De regering stond begrotingstechnisch dus opnieuw
bij af, terwijl bij de invoering van een belastingkrediet de begunstigden wel
nog altijd vijf jaar langer op hun geld zouden moeten wachten.

Ondertussen werd eveneens duidelijk dat, omwille van de
aankondiging van de stopzetting van het oude premiesysteem, de Vlaamse overheid
bedolven werd onder een stortvloed aan premie-aanvragen voor de deadline van 1
december 2014. De regering zag zich daarom genoodzaakt om bij de
begrotingscontrole een bijkomende krediet van maar liefst 54 miljoen euro in te
schrijven om aan deze vragen tegemoet te komen. De vooropgestelde besparing (69
miljoen euro) kon ze voor 2015 dus al grotendeels op haar buik schrijven.

Omvangrijke besparing

In juli 2015 kwam minister Homans dan toch eindelijk (de
oorspronkelijk vooropgestelde timing van de begrotingscontrole was februari) met
een voorstel voor een nieuwe regeling naar buiten en kwam er een einde aan de
onzekerheid die de Vlaamse regering voor gezinnen met renovatieplannen had
gecreëerd.

De nieuwe regeling voert echter een omvangrijke besparing
van 18,7 miljoen euro of 20% door op het budget van de premie, waardoor Homans
haar eigen verklaringen vergeten lijkt te zijn.

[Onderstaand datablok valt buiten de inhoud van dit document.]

PR #458, opened 2019-05-22
WIP: Usage API

thermokarst:

PR #511, opened 2019-12-12
IMP: plugin manager improved API, internal cleanup

thermokarst:
Splitting this out into it's own PR. Still needs tests. This PR is ported from https://github.com/qiime2/qiime2/pull/458.

### DIFF
--- a/qiime2/core/archive/provenance.py
+++ b/qiime2/core/archive/provenance.py
@@ -11,7 +11,6 @@ import collections
 import pkg_resources
 import uuid
 import copy
-import importlib
 import shutil
 import sys
 from datetime import datetime
@@ -348,9 +347,11 @@ class ImportProvenanceCapture(ProvenanceCapture):
 
 
 class ActionProvenanceCapture(ProvenanceCapture):
-    def __init__(self, action_type, import_path, action_id):
+    def __init__(self, action_type, plugin_id, action_id):
+        from qiime2.sdk import PluginManager
+
         super().__init__()
-        self._plugin = importlib.import_module(import_path).__plugin__
+        self._plugin = PluginManager().get_plugin(id=plugin_id)
         self.action = self._plugin.actions[action_id]
         self.action_type = action_type
         self.inputs = OrderedKeyValue()
--- a/qiime2/sdk/plugin_manager.py
+++ b/qiime2/sdk/plugin_manager.py
@@ -38,29 +38,49 @@ class PluginManager:
 
     # This class is a singleton as it is slow to create, represents the
     # state of a qiime2 installation, and is needed *everywhere*
-    def __new__(cls):
+    def __new__(cls, install_plugins=True):
         if cls.__instance is None:
             self = super().__new__(cls)
-            self._init()
+            self._init(install_plugins=install_plugins)
             cls.__instance = self
         return cls.__instance
 
-    def _init(self):
+    def _init(self, install_plugins):
         self.plugins = {}
+        self._plugin_by_id = {}
         self.semantic_types = {}
         self.transformers = collections.defaultdict(dict)
         self.formats = {}
         self.views = {}
         self.type_formats = []
 
-        # These are all dependent loops, each requires the loop above it to
-        # be completed.
-        for entry_point in self.iter_entry_points():
-            plugin = entry_point.load()
-            self.plugins[plugin.name] = plugin
+        if install_plugins:
+            # These are all dependent loops, each requires the loop above it to
+            # be completed.
+            for entry_point in self.iter_entry_points():
+                project_name = entry_point.dist.project_name
+                package = entry_point.module_name.split('.')[0]
+                plugin = entry_point.load()
 
-        for plugin in self.plugins.values():
-            self._integrate_plugin(plugin)
+                self.install_plugin(plugin, package, project_name)
+
+    def install_plugin(self, plugin, package=None, project_name=None):
+        self.plugins[plugin.name] = plugin
+        self._plugin_by_id[plugin.id] = plugin
+        if plugin.package is None:
+            plugin.package = package
+        if plugin.project_name is None:
+            plugin.project_name = project_name
+        self._integrate_plugin(plugin)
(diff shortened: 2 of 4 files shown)


qiime2/sdk/plugin_manager.py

Deze besparing wordt gerealiseerd door het terugbrengen van
het aantal steunbare categorieën van zes naar vier met een maximumsteunbedrag
van 2.500 euro (20%) of 3.333 euro (30%). Het globale maximumbedrag van 10.000
euro wordt behouden.

Vooral voor gezinnen die werken laten uitvoeren aan hun
funderingen, muren, draagvloeren en binnentrap betekent dit een aanzienlijke
financiële last. Onder het oude systeem konden zij voor deze werken tot 10.000
euro premie krijgen. Nu slechts maximaal 3.333 euro. Voorts worden onder meer
de premieverhoging met 10% voor bepaalde soorten raamisolatie geschrapt en de
vereiste ouderdom van de woning van 25 naar 30 jaar gebracht.

De keuze om structureel te besparen heeft een directe
negatieve impact op de koopkracht van de gezinnen, de werkgelegenheid in de
bouwsector en de Vlaamse klimaatdoelstellingen. De Vlaamse overheid zou net
meer moeten inzetten op het ondersteunen van duurzame woningrenovatie.

Omslachtige procedure

Bovendien wordt de procedure om een premie aan te vragen
veel omslachtiger gemaakt, omdat gezinnen voortaan per aanvraag slechts voor
twee kostencategorieën renovatiekosten kunnen indienen. Een gezin dat nog
steeds recht wil hebben op de maximumsteun van 10.000 moet dus twee aanvragen
indien met minstens één jaar en maximum twee jaar tussen.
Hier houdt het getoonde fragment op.